Autism can make us rigid of thought and action.  The author of this book, at least as portrayed here, strikes me as intensely rigid in those things.  Everything had to be just so, there was one right way to do things, etc.  Which is very unfortunate, because life itself requires flexibility, or bad consequences tend to ensue.  If the author had been able to shake her black and white thinking, she might have been saved a lot of frustration.  Some people just prefer to do things in ways that don't make sense, or only make sense if you really understand their lives and experiences.

A point of interest: the book is peppered with quotes, either from family members (often negative, sadly) or from influential people of various stripes.  I do wonder how they got those familial quotes, given that the author's parents sort of fade out of the story after college.  Perhaps they didn't need to reference the actual people, and it's as simple as all that negativity was burned into the author's brain.

My final comment on the book is that it's deeply saddening.  Everything is negative.  The hardships and struggles are all listed there, the failures, the depression, the miscommunications, everything.  But there is no bright point to this story, beyond, "and then I got my diagnosis and everything made sense."  You have no real sense for the author's strengths, or what people liked about her.  There was only her failures, her lack of true theory of mind, her sensory problems, her mistakes.  The book only comments on her autistic focus as something that made her able to do things.  Even her resilience isn't really celebrated, save for one point at the start of the book.
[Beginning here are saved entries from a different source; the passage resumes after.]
PR #1344, opened 2026-01-14
Enhance ResamplerConfig with closed and label options and add comprehensive tests

malteschaaf:
This PR introduces the `WindowSide` enum and two new configuration options—`closed` and `label`—to the `ResamplerConfig` class, providing a clearer and more flexible way to define the behavior of the resampling process. Comprehensive tests have been added to ensure correctness.  

### Changes:

1. **Introduce `WindowSide` enum**
   - Added the `WindowSide` enum with values `LEFT` and `RIGHT`:
     - `LEFT`: Represents the start of a resampling window.
     - `RIGHT`: Represents the end of a resampling window.
   - Exposed `WindowSide` in the `__init__.py` of the timeseries module for public use.

2. **Add `closed` option to ResamplerConfig**
   - Introduced the `closed` parameter with options `WindowSide.RIGHT` (default) and `WindowSide.LEFT`.
   - Updated resampling logic to respect the `closed` configuration:
     - `RIGHT`: Includes samples at the end of the window, excludes those at the start.
     - `LEFT`: Includes samples at the start of the window, excludes those at the end.
   - Updated documentation to explain the behavior of the `closed` parameter.

3. **Add `label` option to ResamplerConfig**
   - Introduced the `label` parameter with options `WindowSide.RIGHT` (default) and `WindowSide.LEFT`.
   - Updated resampling logic to respect the `label` configuration:
     - `RIGHT`: Timestamp of the resampled data corresponds to the end of the resampling window.
     - `LEFT`: Timestamp of the resampled data corresponds to the start of the resampling window.
   - Adjusted logic for setting `sample_time` based on the `label` configuration.
   - Updated documentation accordingly.

4. **Add tests for `closed` and `label`**
   - Verified `closed` behavior with both `WindowSide.RIGHT` and `WindowSide.LEFT`, including additional sample points.
   - Verified `label` behavior to ensure timestamps of resampled data correspond correctly to the start or end of the window.
   - Added assertions to confirm correct resampling outputs and updates to source properties and buffer lengths.


src/frequenz/sdk/timeseries/_resampling/_config.py
```diff
@@ -94,15 +94,15 @@ class ResamplerConfig:
     It must be a positive time span.
     """
 
-    max_data_age_in_periods: float = 3.0
```
cwasicki, line 97: I agree that this value is leading to unexpected behavior, but this would be a very intrusive change which would result in many more NaN values in deployments. If we want to change it we could make it a required parameter for migration purpose, and later introduce the new default.

src/frequenz/sdk/timeseries/_resampling/_resampler.py
```diff
@@ -437,7 +437,7 @@ def resample(self, timestamp: datetime) -> Sample[Quantity]:
         )
         minimum_relevant_timestamp = timestamp - period * conf.max_data_age_in_periods
 
-        min_index = bisect(
```
cwasicki, line 440: I think the behavior how to resample, i.e. left or right open and the labeling should be config parameters.

src/frequenz/sdk/timeseries/_resampling/_config.py
malteschaaf: Sounds good.

src/frequenz/sdk/timeseries/_resampling/_resampler.py
malteschaaf: I think we should make left or right opened configurable with the corresponding label, such as:
right open: [t,t+1) -> labeled as t
left open: (t-1,t] -> labeled as t (the current behavior)
Or do you want to allow the user to additionally do something like:
right open, label in the end: [t,t+1) -> labeled as t+1
left open, label in the beginning:(t-1,t] -> labeled as t-1
Because I think the later could lead to a lot of confusion (not sure if its ever needed)

cwasicki: I think the latter is also reasonable options (see e.g. https://pandas.pydata.org/docs/reference/api/pandas.DataFrame.resample.html), but don't see a strong reason to implement this now if not needed. If it's well-documented, the users can also adjust the timestamps trivially. So your proposal sounds good to me.

src/frequenz/sdk/timeseries/_resampling/_config.py
llucax: I would even first run some experiments before changing the API here. We can just change the value in the edge app for now, or even make it configurable via env vars (like the resampling period) to allow for easy, per-site, experimentation.

src/frequenz/sdk/timeseries/_resampling/_resampler.py
llucax: Yeah, whatever we do, we should probably be much more explicit of how output samples are calculated and structured.

src/frequenz/sdk/timeseries/_resampling/_config.py
llucax: Also, as Christoph pointed out, this will lead to more NaNs. A middle approach, that will avoid the NaNs and degrade the quality only when data is missing is to change the resampling function.

The resampler was designed to be very flexible, so we can keep the 3 windows of data, and check **inside** the resampling function, if there is data for the last window, if there is, we can limit the function to use only data from the last window, and if there isn't, we can go back in time to find some data.

This can even be a composable function, like `use_latest_window_only(average)`, so we can even exchange the underlying resampling function, basically separating buffer/history management from resampling.

Not sure if this is still useful from the DS point of view, or if it is best to just see a NaN if data is missing. From the control PoV, I think it makes sense to work on slightly old data rather than halting (or entering in emergency mode immediately). But even this is something we might want to discuss, as it wasn't reviewed since we first coded the resampler, and I think now we have a much better understanding of the use cases and requirements.

llucax (commented):
In general LGTM, I think this would need quite some testing, and we probably want to introduce this using a config option to change the behavior, specially if configurability is something we want to allow in the future (if we don't see having this level of configurability useful, we can hide it in a feature flag using a env var like we did with the new wall clock timer). As we experimented recently with the changes in the component graph, subtle changes in behavior can go easily unnoticed and cause issues.

src/frequenz/sdk/timeseries/_resampling/_config.py
malteschaaf: Sounds reasonable to me! I removed this change from this PR and we can discuss it further before any changes are made.

malteschaaf:
Ready for Review 🧐

**Changes implemented:**
- Removed modifications to the `max_data_age_in_periods` default value
- Made the openness of the resampling window configurable via the `closed` parameter:
    - `"right"`: Includes the end of the window, excludes the start. (Default: same behavior as before)
    - `"left"`: Includes the start of the window, excludes the end.
- Added configurability for timestamp labeling with the label parameter:
    - `"start"`: Resampled timestamp represents the start of the resampling window.
    - `"end"`: Resampled timestamp represents the end of the resampling window. (Default: same behavior as before)
- Added comprehensive tests to verify the behavior of the `closed` and `label` parameters.

src/frequenz/sdk/timeseries/_resampling/_config.py
```diff
@@ -126,6 +126,23 @@ class ResamplerConfig:
...
+    closed: Literal["right", "left"] = "right"
+    """Indicates which side of the resampling window is closed.
+
+    If "right", the resampling window includes samples with timestamps
+    equal to the end of the window, but not those equal to the start.
+    If "left", the resampling window includes samples with timestamps
+    equal to the start of the window, but not those equal to the end.
+    """
+
+    label: Literal["start", "end"] = "end"
```
cwasicki: Why not use "left" and "right" here, too?

malteschaaf: I thought I would use the same as pandas does but seems like i looked in the wrong line (convention uses start and end)

I will change it

malteschaaf:
Ready for Review 🧐

**Changes implemented:**
- Changed label from `Literal["start","end"]` to `Literal["left","right"]`

cwasicki (commented):
LGTM

src/frequenz/sdk/timeseries/_resampling/_config.py
```diff
@@ -126,6 +126,23 @@ class ResamplerConfig:
     value.
     """
 
+    closed: Literal["right", "left"] = "right"
```
daniel-zullo-frequenz: Have you considered defining/using an enum instead? I think an enum would be more suitable for comparisons and less error prone

malteschaaf: Yes I did and then saw that pandas is using this literal logic so i thought that might be the better way. Maybe someone needs to explain to me why it would be less error prone to use an enum

src/frequenz/sdk/timeseries/_resampling/_config.py
```diff
@@ -126,6 +126,23 @@ class ResamplerConfig:
...
+    If "left", the resampling window includes samples with timestamps
+    equal to the start of the window, but not those equal to the end.
+    """
+
+    label: Literal["right", "left"] = "right"
+    """Indicates the timestamp label of the resampled data.
+
+    If "right", the timestamp of the resampled data corresponds to the end
+    of the resampling window. If "left", the timestamp corresponds to
+    the start of the resampling window.
```
daniel-zullo-frequenz: I personally find it more clear to use start/end directly in the code rather than left/right  with the clarification mapping in the docs

malteschaaf: That's probably because it was named start/end before and when i switched to left/right for consistency between `closed` and `label` as @cwasicki suggested above, I didn't overthink the documentation again. I will adjust the docs.

malteschaaf:
**Ready for Review again** 

Changes:
- Intorduced `WindowSide` enum to represent the sides of a resampling window and used that for the configuration of the `closed` and `label` parameters.
- Updated the documentation for the `closed` and `label` config parameters, removing mapping `left` and `right` to "start" and "end"

daniel-zullo-frequenz (commented):
LGTM. I'll leave to Luca to review it and approve it

src/frequenz/sdk/timeseries/_resampling/_config.py
daniel-zullo-frequenz: we had a chat about it

llucax:
Sorry for the delay, will have a look now.

src/frequenz/sdk/timeseries/_resampling/_config.py
```diff
@@ -44,6 +45,16 @@
...
 
 
+class WindowSide(Enum):
+    """Represents a side of a resampling window."""
+
+    LEFT = "left"
+    """The left side of the resampling window."""
+
+    RIGHT = "right"
+    """The right side of the resampling window."""
```
llucax, line 55: Super nitpick: Why not `START` and `END`? For me it sounds like right and left might be more confusing, it depends on how the tuple (start,end) is defined. But if for (data) scientists left/right is the common nomenclature, let's go with it.

src/frequenz/sdk/timeseries/_resampling/_config.py
```diff
@@ -126,6 +137,29 @@ class ResamplerConfig:
...
+    within the range (start, end], where `start` and `end` are the boundaries of
+    the window.
+
+    If `WindowSide.LEFT`, the resampling window is closed on the left side and
+    open on the right, meaning it includes samples with timestamps within the
+    range [start, end), where `start` and `end` are the boundaries of the
+    window.
+    """
+
+    label: WindowSide = WindowSide.RIGHT
```
llucax, line 154: `label` also sounds weird, for me a label is text. I would find it more obvious if it is called something like `resampled_timestamp_side`.

src/frequenz/sdk/timeseries/_resampling/_resampler.py
```diff
@@ -437,12 +438,20 @@ def resample(self, timestamp: datetime) -> Sample[Quantity]:
...
+                key=lambda s: s[0],
+            )
+            max_index = bisect_left(self._buffer, timestamp, key=lambda s: s[0])
+        else:
+            min_index = bisect(
+                self._buffer,
+                minimum_relevant_timestamp,
+                key=lambda s: s[0],
+            )
+            max_index = bisect(self._buffer, timestamp, key=lambda s: s[0])
```
llucax: Please use `match`, so we get exhaustion checks (unlikely, I know, but if someone adds `MIDDLE` in the future and we forget to handle that, `match` will remind us). Also, it looks to me that the code for both branches is exactly the same, so you could reduce it to:

```suggestion
        match self._config.closed:
            case WindowSide.LEFT:
                bisect_fun = bisect_left
            case WindowSide.RIGHT:
                bisect_fun = bisect
            case unhandled:
                assert_never(unhandled)
            min_index = bisect_fun(
                self._buffer,
                minimum_relevant_timestamp,
                key=lambda s: s[0],
            )
            max_index = bisect_fun(self._buffer, timestamp, key=lambda s: s[0])
```

src/frequenz/sdk/timeseries/_resampling/_resampler.py
```diff
@@ -458,7 +467,13 @@ def resample(self, timestamp: datetime) -> Sample[Quantity]:
...
             else None
         )
-        return Sample(timestamp, None if value is None else Quantity(value))
+
+        sample_time = (
+            timestamp - conf.resampling_period
+            if self._config.label == WindowSide.LEFT
+            else timestamp
+        )
+        return Sample(sample_time, None if value is None else Quantity(value))
```
llucax:
```suggestion
        match self._config.label:
            case WindowSide.LEFT:
                timestamp -= conf.resampling_period
            case WindowSide.RIGHT:
                pass
            case unhandled:
                assert_never(unhandled)
            return Sample(timestamp, None if value is None else Quantity(value))
```

RELEASE_NOTES.md
```diff
@@ -12,7 +12,18 @@
 
 ## New Features
 
-<!-- Here goes the main new features and examples or instructions on how to use them -->
+- **`WindowSide` Enum**: Introduced the `WindowSide` enum to represent the sides of a resampling window:
+  - `LEFT`: Represents the start of the resampling window.
+  - `RIGHT`: Represents the end of the resampling window.
+  - The `WindowSide` enum is publicly available for import from the timeseries module.
```
llucax: I would remove this, this is just a helper class, no need to put it in the release notes.

RELEASE_NOTES.md
```diff
@@ -12,7 +12,18 @@
...
+
+- **`closed` Parameter**: Added the `closed` parameter to `ResamplerConfig`, allowing users to configure which side of the resampling window is included. This parameter uses the new `WindowSide` enum:
+  - `WindowSide.RIGHT`: Includes the end of the window, excludes the start. (Default)
+  - `WindowSide.LEFT`: Includes the start of the window, excludes the end.
+
+- **`label` Parameter**: Added the `label` parameter to `ResamplerConfig`, allowing users to configure the timestamp labeling of the resampled data. This parameter uses the new `WindowSide` enum:
+  - `WindowSide.RIGHT`: The resampled timestamp represents the end of the resampling window. (Default)
+  - `WindowSide.LEFT`: The resampled timestamp represents the start of the resampling window.
```
llucax: I would put more prominently that this affects the resampler, like:

> - `Resampler`: The resampler can now be configured to have the resampling window closed to the right (default) or left, and to also set the resampler timestamp to the right (default) or left end of the window being resampled. You can configure setting the new options `closed` and `label` in the `ResamplerConfig`.

llucax (commented):
LGTM, a few very nitpick comments, and one that is moderately important to me (using `match` instead of `if`). I know it might look irrelevant, but it looks to me like one of these "64k is enough for everyone" situation, where it seems impossible that anyone could add a new enum member... until someone does.

src/frequenz/sdk/timeseries/_resampling/_config.py
cwasicki: I suggested it above, to me that's less confusing since this is used in pandas https://pandas.pydata.org/docs/reference/api/pandas.DataFrame.resample.html

src/frequenz/sdk/timeseries/_resampling/_config.py
cwasicki: Same, see https://pandas.pydata.org/docs/reference/api/pandas.DataFrame.resample.html

malteschaaf:
READY FOR REVIEW

- Rebased
- Changed Release Notes according to comment
- `match` enum instead of `if`
- Updated the docstring of the `resample` method of the `StreamingHelper` class to better describe how the timestamp parameter is used in resampling calculations

llucax (approved):
🙏

malteschaaf:
Unfortunately I have no rights to merge myself @llucax

llucax:
Merged, thanks again for the great contribution!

Yet that can't be the whole story.  A man married her, and stayed married to her despite the trials of putting up with her.  They have children, who I can only hope still love their mother, strange though she might be.  Surely this isn't the beginning and end of it.  But nothing is said of her good points, only her bad ones.

That is, at least to me, reflective of the general public's viewpoint of autistic people, and people with mental difficulties and differences.  There is no celebration of our strengths, of our great gifts, of our unique perspectives.  There is only the deficits: "you don't do this," and "you can't see this," and failure after failure after failure.

Read This Book If

You wonder why diagnosis is so important, or want to see through a very different pair of eyes.  But be warned, this is a very sad story, with an only middlingly positive ending.  This story also, at least to me, underlines how incredibly important it is to balance all the negative feedback with celebration of the autistic person's positives and strengths.  Otherwise, you get... this story.